Whereas stream topologies process data immediately as it comes in, with each depot partition independently emitting records for processing, microbatch topologies process accumulated data across all partitions at the same time in a single coordinated batch computation. Internally, Rama runs a loop for each microbatch topology that triggers processing of all unprocessed data across all partitions. This means each microbatch iteration processes all data accumulated during the previous iteration.
At the start of a microbatch topology, processing is always on task 0. explodeMicrobatch
emits every piece of data in this microbatch across all tasks, and the code after explodeMicrobatch
runs in parallel across all partitions. From there, the code can be written exactly the same as a stream topology.
There are many use cases where you would call explodeMicrobatch
multiple times for a single source
, usually in conjunction with additional features of microbatching that provide increased computational expressiveness. These features include subbatch processing, two-phase aggregation, temporary PStates, and more. See the page on microbatch topologies for more details.
A microbatch iteration can take anywhere from a couple hundred milliseconds to many seconds, depending on the complexity of processing and the amount of incoming data. But because there’s so much less overhead per record of data, due to everything being batched together, microbatch topologies can handle much higher throughput than stream topologies.
Another advantage of microbatch topologies is its simple fault-tolerance semantics: microbatch topologies guarantee exactly-once semantics for the results of processing into PStates regardless of failures and retries. You can read more about this and other details of microbatching on this page.
Lastly, unlike stream topologies microbatch topologies do not integrate with depot appends.

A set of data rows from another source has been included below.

PR #1507, opened 2023-05-12
Update default sync_branch var to point to branch

LisaFC:
### Background 
Sync branch was actually pointing to a tag name rather than a branch name, which meant it wasn't picking up all the changes in the release branch (including a changed directory name).

### Change Summary
Changed the default value for this variable


bourgeoisor (approved):
LGTM!

PR #1578, opened 2023-06-12
Add new wait resource

LisaFC:
Add wait that we can use in acm.tf. This helps ensure that Bank of Anthos doesn't start up until the Istio injection label is applied so we don't need to restart to get proxies.

### Background 
Before this PR, we saw inconsistent behaviour when applying Bank of Anthos - sometimes the ASM proxies were up for all services when the apply was complete, sometimes for only some services, and sometimes for no services. Users needed to restart all pods to get the desired ASM behaviour.

### Change Summary
- Added new wait resource
- Added dependency on the wait resource in acm.tf
- Removed enabling metrics SA in acm.tf as this doesn't seem to be required any more and causes issues with adding dependencies

### DIFF
--- a/iac/tf-anthos-gke/acm.tf
+++ b/iac/tf-anthos-gke/acm.tf
@@ -29,5 +29,7 @@ module "acm" {
 
   secret_type = "none"
     
-  create_metrics_gcp_sa = true
+  create_metrics_gcp_sa = false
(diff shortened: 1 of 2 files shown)


bourgeoisor (approved):
LGTM!

PR #1740, opened 2023-08-21
cleanup: Use e2 series machine instead of n1 for the ledgermonolith VM

macribas:
This repo is used in the Anthos labs in Qwiklabs. We are asking every lab developer to stop using N1 series machines and use only E2 series machines, which are cheaper to run and less prone to resource starvation issues.

## Before
image

## After
image

### DIFF
--- a/src/ledgermonolith/scripts/deploy-monolith.sh
+++ b/src/ledgermonolith/scripts/deploy-monolith.sh
@@ -64,7 +64,7 @@ gcloud compute instances create ledgermonolith-service \
     --subnet ${SUBNET=default} \
     --image-family=debian-10 \
     --image-project=debian-cloud \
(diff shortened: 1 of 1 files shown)


bourgeoisor:
@macribas have you tested the lab / deploying the monolith with this changed machine type and that it works as expected?

macribas:
Yes, that lab is working fine with that configuration. However I don't
know where else this script is used.

bourgeoisor:
It's also used for this tutorial: https://cloud.google.com/migrate/containers/docs/migrating-monolith-vm-overview-setup

But if the lab is working as expected, I'm confident in merging this. Thanks Marcel!

bourgeoisor (approved):

PR #1802, opened 2023-09-20
Remove preview skaffold version from Cloud Build / Deploy step

bourgeoisor:
This PR removes the experimental Skaffold version flag from the Cloud Deploy release creation. This flag used to be necessary when it was added since we were relying on Skaffold changes that were not included in the default Cloud Deploy release, but nowadays Cloud Deploy uses Skaffold 2.6 by default which is more than sufficient for our needs.


minherz (approved):
lgtm

PR #363, opened 2015-11-14
Change V8_VERSION_HEX to hexadecimal string

xbolshe:


xbolshe:
Just check V8 version: https://github.com/intel-iot-devkit/mraa/pull/297 
4.5.103.33 must be translated correcly (like hexadecimal value) and not like 0x0045103

xbolshe:
BTW: current V8 version is 4.8.294:
https://chromium.googlesource.com/v8/v8.git/+/4.8.294

It is not so easy to translate it to V8_VERSION value.

xbolshe:
See https://github.com/swig/swig/issues/561

xbolshe:
I have tried to use NodeJS V8 API and a value from a command line to detect V8_VERSION_NUMBER:

va1

va2

arfoll:
This looks really good, unfortunatly as I commented on your SWIG upstream issue there is a bug meaning this breaks 0.12.x which sadly does mean I can't really merge it unless I do a big hack ontop since there are 0.12.x users I can't annoy ehehe

arfoll:
@xbolshe With reguards to the comment from @ojwb do you still think 4.5.103.33 is not being translated correctly?

xbolshe:
Yes, I do. It may be 4.5.10.333 or 4.51.03.33 as well. My analysis of SWIG shows that all versions used in SWIG are related with VERSION_MAJOR=3. It means that moving to V8 major version equal 4 may fix several problems.

arfoll:
What I don't understand is that even with the current - poor - version conversion we would have VERSION_MAJOR=4 for 4.5.103.33. Doing it this way causes node 0.12.x support to break so I can't merge this. Closing this as I'm not clear what bug it would solve.

PR #365, opened 2015-11-17
Updates for main README file and uart.c

alext-mkrs:
First commit is based on suggestions from #336, second one is just style/formatting updates to make it nicer, third one is an Edison SDK version bump - we are at 1.7.2 now and the fourth one is probably a copy-paste artifact in `uart.c` I've noticed while investigating something recently.


arfoll:
Merged, thanks. I added UPM style API doc links at the bottom too

PR #366, opened 2015-11-21
FTDI4222 on-chip GPIO supported directly from mraa

Propanu:
So far we have the 4 on-chip GPIO's working nicely and we can now switch GPIO0 & GPIO1 between modes. Also made few other improvements that will allow new I2C expanders to be added easily.
Still left:
* SPI implementation
* Add the new GPIO expanders
* Extend ISR to support all edge modes

### DIFF
--- a/src/gpio/gpio.c
+++ b/src/gpio/gpio.c
@@ -584,6 +584,10 @@ mraa_gpio_write(mraa_gpio_context dev, int value)
             return pre_ret;
     }
 
+    if (IS_FUNC_DEFINED(dev, gpio_write_replace)) {
+        return dev->advance_func->gpio_write_replace(dev, value);
+    }
+
     if (dev->value_fp == -1) {
         if (mraa_gpio_get_valfp(dev) != MRAA_SUCCESS) {
             return MRAA_ERROR_INVALID_RESOURCE;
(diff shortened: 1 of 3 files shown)


tingleby:
So, It looks OK and it builds for me too. I don't have the chip to hand at the moments so I can't comment too much on the functionality.

One thing I have noticed is that you introduce white space in earlier patches in the PR which you then fix later, whilst the result is OK, its best that you never introduce white-space where it shouldn't be.
So if we were to only cherry-pick from a PR, the quality would still remain high. But there isn't a need to change this now, just advice for the future.

Propanu:
Updated gpio write function replacement so this should all be set now. Sorry about white-spaces, my editor auto-formats and I randomly press tab too at times :smile:.

arfoll:
set `:set expandtab` in vim ;-) Can you just rebase those 2 in the original commits?

Propanu:
There we go, on top of master too!

arfoll:
Merged. Please use more care when rebasing, it took me a good 20 minutes to clean that up so it doesn't look like a botch job. It's fine to commit quickly when doing dev but please clean it all up nicely before merging/PR into master.

PR #370, opened 2015-11-24
java: Added auto load library code to the SWIG interface file

stefan-andritoiu:


arfoll:
Merged, Thanks!

PR #373, opened 2015-11-30
Memory leak and out of bound

laykuanloon:


arfoll:
Merged from email patches- thanks

Issue #376, opened 2015-12-02
Uart python example


BTWS:
Is it possible to provide a more elaborate example for uart in python?

alext-mkrs:
Definitely! Do you have any specific scenario or use cases in mind?

BrechtW:
Communicating with a Dynamixel servo to be specific. This requires features like only writing when the input buffer isn't full. Setting baudrate, timeout, flush, read, write.

alext-mkrs:
Ok, thanks. I don't have such a servo, but the information you've provided is enough for me to get the idea.

PR #383, opened 2015-12-13
Reworked Python example for UART, updated docs

alext-mkrs:
The first commit is a full rework of the Python UART examples, per the request in #376 and the second commit adds a piece for UART into Python docs, examples section.


arfoll:
Thanks for improving that sample 100 fold :) Merged

PR #378, opened 2015-12-04
ftdi4222: minor fixes and updated documentation

Propanu:
Might want to wait on this for a bit as I will be pushing more changes over the next week.

PR #384, opened 2015-12-16
Re-ordered ft4222 sub-platform GPIO numbering

whbruce:
Built-in ft4222 gpio pin now always appear as pins 0-3.
If i2c i/o expander is detected, its pins are appended as 4-11.
Apologies in advance for using merge instead of rebase.


arfoll:
I'm not clear what I'm looking at here - there's alot of stuff, can you extract the patches one by one and stage them in a branch? Your git master is very different from this master so I'd suggest deleting it and starting again (or just using git reset). Also if this could include #378 so it's clearer what comes first it would be goood. Thanks!

src/usb/ftdi_ft4222.c
```diff
@@ -56,96 +66,87 @@ mraa_ftdi_ft4222_init()
...
-            if (FT4222_OK == ft4222Status){
-                syslog(LOG_NOTICE, "FT4222_GetVersion %08X %08X\n", ft4222Version.chipVersion,
-       ft4222Version.dllVersion);
-             } else
-                syslog(LOG_ERR, "FT4222_GetVersion failed with code %d", ft4222Status);
-    */
-
-    syslog(LOG_NOTICE, "FT_GetDeviceInfoList returned %d devices\n", numDevs);
-
+    if (numDevs < 2) {
```
Propanu: CNFMODE3 will only list 1 device. I still think we should support it and skip initializing the builtin GPIOs.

It wouldn’t be desirable anyway due to the much higher latency of processing with microbatching.
Summary of tradeoffs
Here is a table summarizing the tradeoffs between stream and microbatch topologies:
Type | Latency | Throughput | Fault-tolerance | Depot append integration |
---|---|---|---|---|
Stream |
Few millis |
Medium |
At-least once or at-most once |
Yes |
Microbatch |
Hundreds of millis |
High |
Exactly-once |
No |
Summary
Rama’s ETL types give you the computational primitives to tackle any realtime use case with scalability, performance, and fault-tolerance built-in. In the next section, you’ll combine your newfound knowledge with the information from previous sections to build a real project end-to-end.